The first example runs the ImageMagick convert command without scoping, prepared statements, or validating input, which could allow an attacker to run arbitrary commands. The second example uses execFile to run the same command with a safer approach.

However, the second example is still vulnerable to many aspects, including:

  • The attacker can still run arbitrary commands by if they can trigger argument injection
  • The attacker can specify arbitrary file paths and exploit path traversal vulnerabilities to read or write sensitive files on the server (e.g. /etc/passwd) or even overwrite the application code itself.

Other JavaScript Security Best Practices

Other good practices include:

  • Validating and sanitizing all user input data.
  • Using parameterized queries to prevent SQL injection
  • Implementing CSRF protections
  • Enabling HTTP security headers like CSP
  • Keeping dependencies updated to avoid known exploits
  • Regular code reviews focused on security also help catch issues early. Consider tools like ESLint to catch common bugs. Monitoring for suspicious activity is also advised to detect attacks.
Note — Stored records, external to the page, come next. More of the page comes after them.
Issue #8643, opened 2022-04-28
[Skia] OpenGL render surface fails with a null reference on WSL


jeromelaban:
### Current behavior

```
Marshaling render signal
GLIB UNHANDLED EXCEPTIONSystem.Reflection.TargetInvocationException: Exception has been thrown by the target of an invocation.
 ---> System.NullReferenceException: Object reference not set to an instance of an object.
   at Uno.UI.Runtime.Skia.GLRenderSurface.UnoGLDrawingArea_Render(Object o, RenderArgs args)
   --- End of inner exception stack trace ---
   at System.RuntimeMethodHandle.InvokeMethod(Object target, Object[] arguments, Signature sig, Boolean constructor, Boolean wrapExceptions)
   at System.Reflection.RuntimeMethodInfo.Invoke(Object obj, BindingFlags invokeAttr, Binder binder, Object[] parameters, CultureInfo culture)
   at System.Delegate.DynamicInvokeImpl(Object[] args)
   at System.Delegate.DynamicInvoke(Object[] args)
   at GLib.Signal.ClosureInvokedCB(Object o, ClosureInvokedArgs args)
```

Stay Secure with Node.js Secure Coding Resources

For developer-friendly secure coding guidance in Node.js, check out my latest books Node.js Secure Coding. Learn JavaScript security fundamentals for building applications on-top of Node.js, command injection and path traversal vulnerabilities, and review practical code examples for building more resilient apps.

The key is making security a priority early in development to protect users and business-critical assets. Following best practices and threat modeling can help identify and address risks in a cost-effective manner.